The confirmations incorporate DBRS Morningstar’s expectation that the ongoing Coronavirus Disease (COVID-19) pandemic will not have a material impact on Fortis’ operations and its major capital projects, as well as its 2020 credit metrics. Most of Fortis’ assets are essential services and are extremely important to maintain the continual economic activities and social and health safety. The coronavirus pandemic is not expected to significantly affected Fortis’ volume distributions as most of Fortis’ regulated utilities either benefit from deferral accounts or decoupling, which significantly reduces the impact of volume volatility. Capital project executions are not expected to experience significant delays at this time but they could face some delays if the coronavirus-related restrictions continue for a longer period of time, and in that case, capital expenditure (capex) is expected to shift to subsequent years of the 2020–24 capex plan. DBRS Morningstar expects any potential cost overruns can be recovered through regulatory applications because the costs are beyond management’s control and expectation.

DBRS Morningstar would upgrade Fortis to A (low) if (1) it can maintain its current business risk profile through this challenging period and the macro environment stabilizes; and (2) Fortis can keep its consolidated metrics stable around the current levels, as well as sustain its nonconsolidated debt-to-capital and cash flow-to-nonconsolidated debt ratios in the low-20% range and at least 12.5%, respectively.
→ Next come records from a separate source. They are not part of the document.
PR #3162, opened 2023-10-21
Tests: skip the requires_network() when heavily firewalled

stefanor:
requires_network() attempts to detect Internet access by probing non-local IPs. A restricted environment may appear to have a routes to the Internet, but block all outbound traffic.

Treat that as not having network.

The use-case here is Debian package builds without Intenet. Ideally we'd have a way to explicitly disable tests that require Internet.


sigmavirus24:
> Ideally we'd have a way to explicitly disable tests that require Internet.

Pytest has a way of defining a custom option in the conftest file that could be used as part of a decorator that defaults to true to enable tests like this by default but allow you to disable them

stefanor:
> Pytest has a way of defining a custom option in the conftest file that could be used as part of a decorator that defaults to true to enable tests like this by default but allow you to disable them

Yes, if you're happy I could implement that. From this method existing, I got the feeling that something automatic was preferred.

sigmavirus24:
No, it is much better to be obvious why distros aren't going to ever get 100% test coverage or full confidence in the way they distribute things.

stefanor:
Even with #3166, there's still an issue here. The problem is that `skipif()`s condition is evaluated during test collection, before mark selection is taken into account.

So, having a ConnectionRefusedError be raised will still crash out the test-suite during collection.

illia-v:
@stefanor regarding 3166, was it possible to have `skipif` wrapped by `pytest.mark.requires_network`?

stefanor:
> @stefanor regarding 3166, was it possible to have skipif wrapped by pytest.mark.requires_network?

That's how it's structured. But the whole thing gets evaluated during collection. I assume collection happens before selection.

stefanor:
If your concern is the heuristic, we could always have it return True, like a timeout, instead of False.

sethmlarson (approved):
I think this looks fine to me, @illia-v can you take another look too?

illia-v:
If I skip tests with the new `requires_network` pytest marker, I'd expect that the tests don't reach to external hosts. But `_has_route()` still tries to create a connection.

This patch silences the error for the Debian's case, but somebody else may face a different behavior in the future and we may need to add handling for other errors.

I'd rather attempt to prevent `_has_route()` evaluation when the tests are skipped. It looks like it's possible to do based on examples from [this pytest docs section](https://docs.pytest.org/en/7.1.x/example/markers.html#marking-platform-specific-tests-with-pytest): wrap tests by `@pytest.mark.requires_network` instead of `@requires_network`, then check `_has_route()` for marked tests in `pytest_runtest_setup`. `_has_route` can be wrapped by `@functools.lru_cache`.

stefanor:
> I'd rather attempt to prevent _has_route() evaluation when the tests are skipped.

Filed #3187 to do that, within the current structure.

PR #3163, opened 2023-10-22
Don't actually attempt to connect to evil.com in test_deprecated_no_scheme

stefanor:
We're testing that a DeprecationWarning is raised, not trying to talk to `evil.com`

### DIFF
--- a/test/test_poolmanager.py
+++ b/test/test_poolmanager.py
@@ -259,11 +259,15 @@ class TestPoolManager:
         assert pool is other_pool
         assert all(isinstance(key, PoolKey) for key in p.pools.keys())
 
-    def test_deprecated_no_scheme(self) -> None:
+    @patch("urllib3.poolmanager.PoolManager.connection_from_host")
+    def test_deprecated_no_scheme(self, connection_from_host: mock.MagicMock) -> None:
+        # Don't actually make a network connection, just verify the DeprecationWarning
+        connection_from_host.side_effect = ConnectionError("Not attempting connection")
         p = PoolManager()
 
         with pytest.warns(DeprecationWarning) as records:
-            p.request(method="GET", url="evil.com://good.com")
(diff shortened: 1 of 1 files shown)


test/test_poolmanager.py
```diff
@@ -259,11 +259,14 @@ def test_http_connection_from_context_case_insensitive(self) -> None:
...
 
-    def test_deprecated_no_scheme(self) -> None:
+    @patch("urllib3.poolmanager.PoolManager.connection_from_host")
+    def test_deprecated_no_scheme(self, connection_from_host: mock.MagicMock) -> None:
+        connection_from_host.side_effect = ConnectionError("Not attempting connection")
         p = PoolManager()
 
         with pytest.warns(DeprecationWarning) as records:
-            p.request(method="GET", url="evil.com://good.com")
+            with pytest.raises(ConnectionError):
```
sigmavirus24, line 268: Everywhere else this will **fail** because you're introducing Debian specific behaviour here that we cannot and will not replicate elsewhere

test/test_poolmanager.py
```diff
@@ -259,11 +259,14 @@ def test_http_connection_from_context_case_insensitive(self) -> None:
         assert pool is other_pool
         assert all(isinstance(key, PoolKey) for key in p.pools.keys())
 
-    def test_deprecated_no_scheme(self) -> None:
+    @patch("urllib3.poolmanager.PoolManager.connection_from_host")
+    def test_deprecated_no_scheme(self, connection_from_host: mock.MagicMock) -> None:
+        connection_from_host.side_effect = ConnectionError("Not attempting connection")
```
illia-v, line 264: Please add a comment describing that this side effect exists only to allow the test to pass without internet access

sethmlarson (approved):
Thanks @stefanor and @illia-v for the review!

Affected issues are FTS.PR.F, FTS.PR.G, FTS.PR.H, FTS.PR.I, FTS.PR.J, FTS.PR.K and FTS.PR.M.

Issue Comments

DBRS Confirms NA at Pfd-2(low); cuts Trend to Stable

DBRS has announced that it:

confirmed the ratings of National Bank of Canada (National or the Bank) and its related entities, including the Bank’s Long-Term Issuer Rating at AA (low) and Short-Term Issuer Rating at R-1 (middle). DBRS Morningstar also changed the trend on all ratings to Stable from Positive. National’s Long-Term Issuer Rating is composed of an Intrinsic Assessment of A (high) and a Support Assessment of SA2, reflecting the expectation of timely systemic support from the Government of Canada (rated AAA with a Stable trend by DBRS Morningstar). The SA2 designation results in a one-notch uplift to the Long-Term Issuer Rating. Once the Bank has issued a sufficient level of Bail-inable Senior Debt to provide for an adequate buffer for other obligations under the Canadian Bank Recapitalization Regime, DBRS Morningstar expects to remove the uplift from systemic support.

KEY RATING CONSIDERATIONS
The change in trend to Stable from Positive reflects DBRS Morningstar’s concern regarding the negative impact of the Coronavirus Disease (COVID-19) pandemic on the Bank’s revenue, earnings, and asset quality, reflecting the wide and growing scale of the economic disruption it has caused. Nevertheless, there has been unprecedented support measures put in place by governments and regulators around the globe, which will mitigate some of the negative impacts of this crisis. Additionally, National is entering this downturn from a position of strength with a strong balance sheet.

Capitalization is strong as National continues to organically generate sufficient capital to support its balance sheet growth and enable the Bank to support its customers during this period. As at January 31, 2020, National’s Common Equity Tier 1 ratio stood at 11.7%, well above the Office of the Superintendent of Financial Institutions’ (OSFI) minimum requirements and at the top range of large Canadian bank peers. On March 13, 2020, OSFI lowered the Domestic Stability Buffer (DSB) requirement for Domestic Systemically Important Banks (D-SIBs) to 1.0%, which effectively reduces the CET1 regulatory minimum to 9.0%. As the DSB was intended, OSFI is providing the D-SIBs with more flexibility to extend loans to their customers during the coronavirus pandemic. Simultaneously, OSFI announced that it expects all D-SIBs to halt any new dividend increases and common share buyback activity.

Affected issues are: NA.PR.A, NA.PR.C, NA.PR.E, NA.PR.G, NA.PR.S, NA.PR.W and NA.PR.X.